WORK ITEM:
Word for word, set down the entries below.

EXCERPTED DATA:
PR #4702, opened 2024-06-10
Improve render bundle steps

toji:
While reviewing the steps for render bundle creation/execution I realized that it omitted the step of clearing the render pass bindings after the bundles were executed. Also, the relationship between the queue timeline steps and the state they captured wasn't very clear. This change ensures the binding state is cleared before every bundle is executed, after all bundles are executed, and moves the queue steps into the loop through the bundles to ensure the captured state is clear.

I have also removed an inline issue in `createRenderBundleEncoder()` as I'm not aware of any additional steps that need to be detailed for that algorithm.

### DIFF
--- a/spec/index.bs
+++ b/spec/index.bs
@@ -10686,7 +10686,7 @@ dictionary GPUComputePassDescriptor
                             |this|.device.limits.{{supported limits/maxComputeWorkgroupsPerDimension}}.
                     </div>
 
-                1. Let |passState| be a snapshot of |this|'s current state.
+                1. Let |bindingState| be a snapshot of |this|'s current state.
                 1. [$Enqueue a command$] on |this| which issues the subsequent steps on the
                     [=Queue timeline=].
             </div>
@@ -10694,8 +10694,8 @@ dictionary GPUComputePassDescriptor
                 [=Queue timeline=] steps:
 
                 1. Execute a grid of workgroups with dimensions [|workgroupCountX|, |workgroupCountY|,
-                    |workgroupCountZ|] with |passState|.{{GPUComputePassEncoder/[[pipeline]]}} using
-                    |passState|.{{GPUBindingCommandsMixin/[[bind_groups]]}}.
+                    |workgroupCountZ|] with |bindingState|.{{GPUComputePassEncoder/[[pipeline]]}} using
+                    |bindingState|.{{GPUBindingCommandsMixin/[[bind_groups]]}}.
             </div>
         </div>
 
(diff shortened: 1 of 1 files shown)


spec/index.bs
```diff
@@ -12387,29 +12387,36 @@ attachments used by this encoder.
...
-                    [=Queue timeline=] with |renderState| when executed.
-            </div>
-            <div data-timeline=queue>
-                [=Queue timeline=] steps:
+                        <div data-timeline=queue>
+                            [=Queue timeline=] steps:
 
-                1. For each |bundle| in |bundles|:
-                    1. Execute each command in |bundle|.{{GPURenderBundle/[[command_list]]}}
-                        with |passState| and |renderState|.
```
kainino0x, line 12404: ... I'm pretty sure snapshotting `passState` and using it here was wrong. [Render commands](https://gpuweb.github.io/gpuweb/#abstract-opdef-enqueue-a-render-command) don't take `passState` as an input; they've already captured their bundle's local `passState` when they were encoded. (`passState` should be renamed, since both bundles and passes have it. The counterpart of `RenderState` is the combination of `GPURenderCommandsMixin` and `GPUBindingCommandsMixin`, which is not helpful.... I think `encoderState` would be good.)

kainino0x (commented):
I had to think about this for a good while but I _think_ this is not the right fix here. We already have a good separation of the two types of state:
- The `RenderState` exists on the queue timeline (initialized at `beginRenderPass()`) and can't be mutated by the bundles.
- The encoder state (everything on `GPURenderCommandsMixin`) all gets snapshotted while encoding draw commands, at bundle encoding time, so none of the RenderPass's version of that state gets passed through to bundle commands.

So we shouldn't need to reset more than once, and it doesn't even matter if we do it before or after issuing queue timeline steps as the queue timelines steps we're issuing shouldn't care about any of this state.

Which raises a definite problem in the text that was here...

spec/index.bs
toji: Done. As discussed offline used `bindingState` instead. Thanks for the feedback!

kainino0x: offline discussion: use bindingState instead of encoderState because we already have "validate the encoder state" which is a different thing.

spec/index.bs
```diff
@@ -12384,30 +12384,33 @@ attachments used by this encoder.
...
-            </div>
-            <div data-timeline=queue>
-                [=Queue timeline=] steps:
+                            1. Execute each command in |bundle|.{{GPURenderBundle/[[command_list]]}}
+                                with |renderState|.
 
-                1. For each |bundle| in |bundles|:
-                    1. Execute each command in |bundle|.{{GPURenderBundle/[[command_list]]}}
-                        with |passState| and |renderState|.
+                                Note: |renderState| cannot be changed by executing render bundles.
```
kainino0x, line 12396: Add a note, maybe to this note, that bindingState was already captured at encoding time, so it isn't used by the bundle commands.

kainino0x (approved):

PR #4703, opened 2024-06-10
Remove outdated inline issue

toji:
It appears that the inline issue ["need description of the render states."](https://gpuweb.github.io/gpuweb/#issue-22c6f42f) is resolved by the [definition of RenderState](http://localhost:8080/corp/gpuweb/spec/#renderstate). Removing the issue.


kainino0x (approved):
:)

ANSWER TO THIS TASK:
PR #4702, opened 2024-06-10
Improve render bundle steps

toji:
While reviewing the steps for render bundle creation/execution I realized that it omitted the step of clearing the render pass bindings after the bundles were executed. Also, the relationship between the queue timeline steps and the state they captured wasn't very clear. This change ensures the binding state is cleared before every bundle is executed, after all bundles are executed, and moves the queue steps into the loop through the bundles to ensure the captured state is clear.

I have also removed an inline issue in `createRenderBundleEncoder()` as I'm not aware of any additional steps that need to be detailed for that algorithm.

### DIFF
--- a/spec/index.bs
+++ b/spec/index.bs
@@ -10686,7 +10686,7 @@ dictionary GPUComputePassDescriptor
                             |this|.device.limits.{{supported limits/maxComputeWorkgroupsPerDimension}}.
                     </div>
 
-                1. Let |passState| be a snapshot of |this|'s current state.
+                1. Let |bindingState| be a snapshot of |this|'s current state.
                 1. [$Enqueue a command$] on |this| which issues the subsequent steps on the
                     [=Queue timeline=].
             </div>
@@ -10694,8 +10694,8 @@ dictionary GPUComputePassDescriptor
                 [=Queue timeline=] steps:
 
                 1. Execute a grid of workgroups with dimensions [|workgroupCountX|, |workgroupCountY|,
-                    |workgroupCountZ|] with |passState|.{{GPUComputePassEncoder/[[pipeline]]}} using
-                    |passState|.{{GPUBindingCommandsMixin/[[bind_groups]]}}.
+                    |workgroupCountZ|] with |bindingState|.{{GPUComputePassEncoder/[[pipeline]]}} using
+                    |bindingState|.{{GPUBindingCommandsMixin/[[bind_groups]]}}.
             </div>
         </div>
 
(diff shortened: 1 of 1 files shown)


spec/index.bs
```diff
@@ -12387,29 +12387,36 @@ attachments used by this encoder.
...
-                    [=Queue timeline=] with |renderState| when executed.
-            </div>
-            <div data-timeline=queue>
-                [=Queue timeline=] steps:
+                        <div data-timeline=queue>
+                            [=Queue timeline=] steps:
 
-                1. For each |bundle| in |bundles|:
-                    1. Execute each command in |bundle|.{{GPURenderBundle/[[command_list]]}}
-                        with |passState| and |renderState|.
```
kainino0x, line 12404: ... I'm pretty sure snapshotting `passState` and using it here was wrong. [Render commands](https://gpuweb.github.io/gpuweb/#abstract-opdef-enqueue-a-render-command) don't take `passState` as an input; they've already captured their bundle's local `passState` when they were encoded. (`passState` should be renamed, since both bundles and passes have it. The counterpart of `RenderState` is the combination of `GPURenderCommandsMixin` and `GPUBindingCommandsMixin`, which is not helpful.... I think `encoderState` would be good.)

kainino0x (commented):
I had to think about this for a good while but I _think_ this is not the right fix here. We already have a good separation of the two types of state:
- The `RenderState` exists on the queue timeline (initialized at `beginRenderPass()`) and can't be mutated by the bundles.
- The encoder state (everything on `GPURenderCommandsMixin`) all gets snapshotted while encoding draw commands, at bundle encoding time, so none of the RenderPass's version of that state gets passed through to bundle commands.

So we shouldn't need to reset more than once, and it doesn't even matter if we do it before or after issuing queue timeline steps as the queue timelines steps we're issuing shouldn't care about any of this state.

Which raises a definite problem in the text that was here...

spec/index.bs
toji: Done. As discussed offline used `bindingState` instead. Thanks for the feedback!

kainino0x: offline discussion: use bindingState instead of encoderState because we already have "validate the encoder state" which is a different thing.

spec/index.bs
```diff
@@ -12384,30 +12384,33 @@ attachments used by this encoder.
...
-            </div>
-            <div data-timeline=queue>
-                [=Queue timeline=] steps:
+                            1. Execute each command in |bundle|.{{GPURenderBundle/[[command_list]]}}
+                                with |renderState|.
 
-                1. For each |bundle| in |bundles|:
-                    1. Execute each command in |bundle|.{{GPURenderBundle/[[command_list]]}}
-                        with |passState| and |renderState|.
+                                Note: |renderState| cannot be changed by executing render bundles.
```
kainino0x, line 12396: Add a note, maybe to this note, that bindingState was already captured at encoding time, so it isn't used by the bundle commands.

kainino0x (approved):

PR #4703, opened 2024-06-10
Remove outdated inline issue

toji:
It appears that the inline issue ["need description of the render states."](https://gpuweb.github.io/gpuweb/#issue-22c6f42f) is resolved by the [definition of RenderState](http://localhost:8080/corp/gpuweb/spec/#renderstate). Removing the issue.


kainino0x (approved):
:)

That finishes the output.